Sterne wie VFTS 682 haben trotz ihrer enormen Masse kein langes Leben: Sie verbrennen
ihren nuklearen Brennstoff mit hoher Geschwindigkeit und könnten am Ende nicht
nur als Supernova explodieren, sondern dabei eventuell sogar einen langen
Gammastrahlen-Blitz oder Gamma-ray Burst aussenden. Ähnliche stellare Riesen
finden sich in relativer Nähe zu VFTS 682, nämlich im bekannten Sternhaufen RMC 136 (oder auch R136).
"Unsere neuen Untersuchungen zeigen, dass VFTS 682 ein nahezu identischer
Zwilling zu einem der Supersterne im Zentrum von R136 ist", erklärt Paco Najarro
vom Centro de Astrobiología im spanischen Madrid, der auch zum Team gehört.
Könnte es also sein, dass VFTS 682 auch dort entstanden ist und dann aus dem
Haufen geschleudert wurde?

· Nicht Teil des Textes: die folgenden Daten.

PR #80, opened 2021-06-08
Fix and clean up dockerized builds of node-related components

bisgardo:
Complete overhaul of the configuration, build, and documentation of the dockerized components.

Probably the biggest change is that genesis data no longer is baked into the node image. Instead, genesis has become it's own first-class component: The data is kept in a separate image that may copy the data into the expected location on startup. The updated documentation includes a full example docker-compose script on how to wire this up.


scripts/testnet-deployments/universal.Dockerfile
```diff
@@ -25,19 +25,21 @@ RUN tar -C /tmp -xf /tmp/static-consensus.tar.gz && \
...
-       concordium-node/target/debug/p2p_bootstrapper-cli \
-       concordium-node/target/debug/node-collector \
-       concordium-node/target/debug/node-collector-backend /out/debug/ && \
-    cp scripts/start.sh /out/start.sh
+    cp /build/concordium-node/target/debug/concordium-node \
+       /build/concordium-node/target/debug/p2p_bootstrapper-cli \
+       /build/concordium-node/target/debug/node-collector \
+       /build/concordium-node/target/debug/node-collector-backend \
+       /out/debug/ && \
+    cp /build/scripts/start.sh /out/start.sh
```
abizjak, line 42: And the same here.

scripts/testnet-deployments/node.Dockerfile
```diff
@@ -1,25 +1,15 @@
...
 ARG universal_image_name
 
-# Fetch genesis-data.
-FROM alpine/git:latest as genesis-data
-ARG genesis_ref
-ARG genesis_path
-RUN mkdir -p -m 0600 ~/.ssh && ssh-keyscan gitlab.com >> ~/.ssh/known_hosts
-RUN --mount=type=ssh git clone --depth 1 --branch "${genesis_ref}" git@gitlab.com:Concordium/genesis-data.git
-RUN mv "genesis-data/${genesis_path}" /data
-
```
abizjak, line 12: It's unclear to me what the purpose of this image is. It has an entrypoint `start.sh`, but it doesn't have any documentation on how to run it, what to set. Without genesis data it must assume that this data is mounted in some way in some place inside the image. This needs to be documented.

jenkinsfiles/master.Jenkinsfile
```diff
@@ -63,17 +67,11 @@ pipeline {
             steps {
                 sshagent (credentials: ['jenkins-gitlab-ssh']) {
                     sh '''\
-                        # Using '--no-cache' because we're cloning genesis data
-                        # and BuildKit (and '--ssh default') because the repo is on GitLab.
-                        DOCKER_BUILDKIT=1 docker build \
```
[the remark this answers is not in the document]
abizjak: Also, is buildkit and `--ssh default` still needed in light of removal of the `git clone`?

abizjak (changes requested):
There needs to be a lot more documentation on what the different images are for. It is not possible to figure out what the purpose of the slightly different images is.

I understand it is not documented as it is, but making substantial changes as you are it is a good opportunity to document it.

jenkinsfiles/master.Jenkinsfile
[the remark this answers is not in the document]
bisgardo: Resolving comment as it's outdated. I believe these flags are documented where they are used in the current revision.

scripts/testnet-deployments/universal.Dockerfile
```diff
@@ -25,19 +25,21 @@ RUN tar -C /tmp -xf /tmp/static-consensus.tar.gz && \
...
 ARG consensus_profiling=false
 ENV CONSENSUS_PROFILING="${consensus_profiling}"
-RUN ./scripts/build-binaries.sh "instrumentation,collector" "release" && \
-    ./scripts/build-binaries.sh "instrumentation,collector" && \
+RUN /build/scripts/build-binaries.sh "instrumentation,collector" "release" && \
     mkdir -p /out/release && \
+    cp /build/concordium-node/target/release/concordium-node \
+       /build/concordium-node/target/release/p2p_bootstrapper-cli \
+       /build/concordium-node/target/release/node-collector \
+       /build/concordium-node/target/release/node-collector-backend \
```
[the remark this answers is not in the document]
bisgardo: Done - note that this requires using bash explicitly.

scripts/testnet-deployments/node.Dockerfile
bisgardo: I think this comment is outdated. The current image uses the binary directly for its entrypoint.

scripts/docker/genesis.Dockerfile
```diff
@@ -0,0 +1,20 @@
...
+#      -f genesis.Dockerfile \
+#      --ssh=default \
+#      .
+
+FROM alpine/git:latest as data
+RUN mkdir -p -m 0600 ~/.ssh && ssh-keyscan gitlab.com >> ~/.ssh/known_hosts
+ARG tag
+ARG dir_path
+RUN --mount=type=ssh git clone --depth=1 --branch="${tag}" git@gitlab.com:Concordium/genesis-data.git /tmp/genesis-data && \
+    mv "/tmp/genesis-data/${dir_path}" /genesis-data && rm -rf /tmp/genesis-data
```
abizjak, line 17: I think this is a really bad idea. genesis data contains sensitive information and doing this makes it very easy to use the wrong path and leak testnet keys.

For testnet and mainnet we have public genesis blocks which can be used.

abizjak: I also think it is a misuse of a docker container to use it as a zip archive.

abizjak (changes requested):

scripts/docker/genesis.Dockerfile
bisgardo: This is a temporary container that exists only during build time. If you look below, only `genesis.dat` is copied into the final image. The other files never leave the build process. Even with caching, they are deleted in the same command as they are cloned and therefore don't get into the layer.

Also these images don't get published publicly, only in the internal ECR repo.

What makes it a misuse? I think it's a pretty common use case for init containers to inject data into the "main" ones.

bisgardo: Can we proceed on this?

scripts/docker/README.md
```diff
@@ -0,0 +1,86 @@
...
+networks:
+  concordium:
+```
+
+Run the script using `docker-compose`; for example:
+
+```shell
+export GENESIS_IMAGE="192549843005.dkr.ecr.eu-west-1.amazonaws.com/concordium/genesis:<genesis-tag>"
+export NODE_IMAGE="192549843005.dkr.ecr.eu-west-1.amazonaws.com/concordium/node:<tag>"
+export NODE_COLLECTOR_IMAGE="192549843005.dkr.ecr.eu-west-1.amazonaws.com/concordium/node-collector:<tag>"
```
abizjak, line 82: I know this is an example, but I think the node and collector images should be on dockerhub, there is no reason they should be private.

scripts/docker/README.md
```diff
@@ -0,0 +1,86 @@
...
+    depends_on:
+      - genesis
+    networks:
+      - concordium
+    environment:
+      - CONCORDIUM_NODE_CONNECTION_BOOTSTRAP_NODES=bootstrap.${DOMAIN}:8888
+      - CONCORDIUM_NODE_DATA_DIR=/var/lib/concordium/data
+      - CONCORDIUM_NODE_CONFIG_DIR=/var/lib/concordium/config
+      - CONCORDIUM_NODE_PROMETHEUS_SERVER=1
+      - CONCORDIUM_NODE_RPC_SERVER_ADDR=0.0.0.0
```
abizjak, line 52: This does not explain how to configure a node as a baker.

scripts/docker/README.md
```diff
@@ -0,0 +1,86 @@
...
+  concordium:
+```
+
+Run the script using `docker-compose`; for example:
+
+```shell
+export GENESIS_IMAGE="192549843005.dkr.ecr.eu-west-1.amazonaws.com/concordium/genesis:<genesis-tag>"
+export NODE_IMAGE="192549843005.dkr.ecr.eu-west-1.amazonaws.com/concordium/node:<tag>"
+export NODE_COLLECTOR_IMAGE="192549843005.dkr.ecr.eu-west-1.amazonaws.com/concordium/node-collector:<tag>"
+export DOMAIN=mainnet.concordium.software
```
abizjak, line 83: Seeing that mainnet is hardcoded here it should also be hardcoded for the genesis.

scripts/docker/genesis.Dockerfile
abizjak: In any case, my main objection is to the cloning of the repository to get a file out. Even though it is only during the build it is copying keys all over which is not good practice.

I'm OK if you want to have `genesis:mainnet` and `genesis:testnet` images with publicly accessible testnet and mainnet genesis blocks.

scripts/docker/README.md
abizjak: And they should be tagged with either the released version or something like dev-???

scripts/docker/genesis.Dockerfile
bisgardo: I disagree that it's error prone - there is literally no parameters you can give this job to make it leak the keys.

But what I wrote about caching is not entirely correct. In the current form, the keys could get into the cache, although only on a machine that has the credentials to get them anyway.

Anyway, after the genesis location has been parameterized, this has become more of a convenience thing that we can live without. So I will remove it. If we need it after all, the genesis-data repo may also be a better place to put it.

scripts/docker/README.md
bisgardo: Genesis image was removed.

scripts/docker/README.md
bisgardo: Can we do this separately? I would find it annoying that some of the images were public and others private. For now I'm just intending this to be fixed for internal use. We already have the public dev-images for people who want that.

scripts/docker/README.md
bisgardo: Added.

collector-backend/Dockerfile
```diff
@@ -0,0 +1,12 @@
...
+FROM concordium/base:${base_image_tag} as build
+EXPOSE 8080
+WORKDIR /build
+COPY . .
+ARG build_profile
+RUN cargo build --"${build_profile}"
+
+FROM ubuntu:20.04
+ARG build_profile
+COPY --from=build /build/target/"${build_profile}"/node-collector-backend /node-collector-backend
```
abizjak, line 11: Isn't the name of the binary just `collector-backend`? That's what's in the version I see.

collector-backend/Dockerfile
```diff
@@ -0,0 +1,12 @@
...
+ENTRYPOINT ["/node-collector-backend"]
```
abizjak, line 12: Don't forget to update it here as well.

scripts/docker/README.md
```diff
@@ -0,0 +1,76 @@
...
+    environment:
+    - CONCORDIUM_NODE_CONNECTION_BOOTSTRAP_NODES=bootstrap.${DOMAIN}:8888
+    - CONCORDIUM_NODE_DATA_DIR=/mnt/data
+    - CONCORDIUM_NODE_CONFIG_DIR=/mnt/config
+    - CONCORDIUM_NODE_CONSENSUS_GENESIS_DATA_FILE=/mnt/genesis.dat
+    - CONCORDIUM_NODE_BAKER_CREDENTIALS_FILE=/mnt/baker-credentials.json
+    - CONCORDIUM_NODE_PROMETHEUS_SERVER=1
+    - CONCORDIUM_NODE_RPC_SERVER_ADDR=0.0.0.0
+    ports:
+    - "8888:8888"
```
abizjak, line 41: Does this mean that 8888 would be exposed to the host?
If so, why does it need to be? Aren't the nodes communicating on the internal concordium network?

scripts/docker/README.md
abizjak: Ok.

I think this setup needs to be rethought in any case. It is somewhat complex and without clear purpose. I'm fine if this is merged so that it at least works and is better documented than it was.

abizjak (approved):
The name of the collector-backend binary should be changed I believe, otherwise let's get this merged.

collector-backend/Dockerfile
bisgardo: No this is the name I see.

collector-backend/Dockerfile
bisgardo: Same as above. I suppose it picks the name from the filename of the source?

scripts/docker/README.md
bisgardo: This example is for a node that joins an existing network, not a cluster running on an internal docker network. The port needs to be exposed to allow incoming connections.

Astronomen wissen zwar, dass so etwas passieren kann, doch
in der Regel nur mit sehr viel masseärmeren Sonnen.
Wenn er aber nicht aus dem Haufen hinauskatapultiert wurde, könnte er dann alleine
entstanden sein? "Es erscheint sehr viel leichter, die größten und
hellsten Sterne in sehr reichen Sternhaufen entstehen zu lassen", gibt Jorick
Vink, ein weiteres Teammitglied vom Armagh Observatory zu bedenken. "Eine
Entstehung in Isolation könnte zwar möglich sein, doch ist diese nur relativ
schwer zu verstehen. Das macht VFTS 682 zu einem sehr faszinierenden Objekt."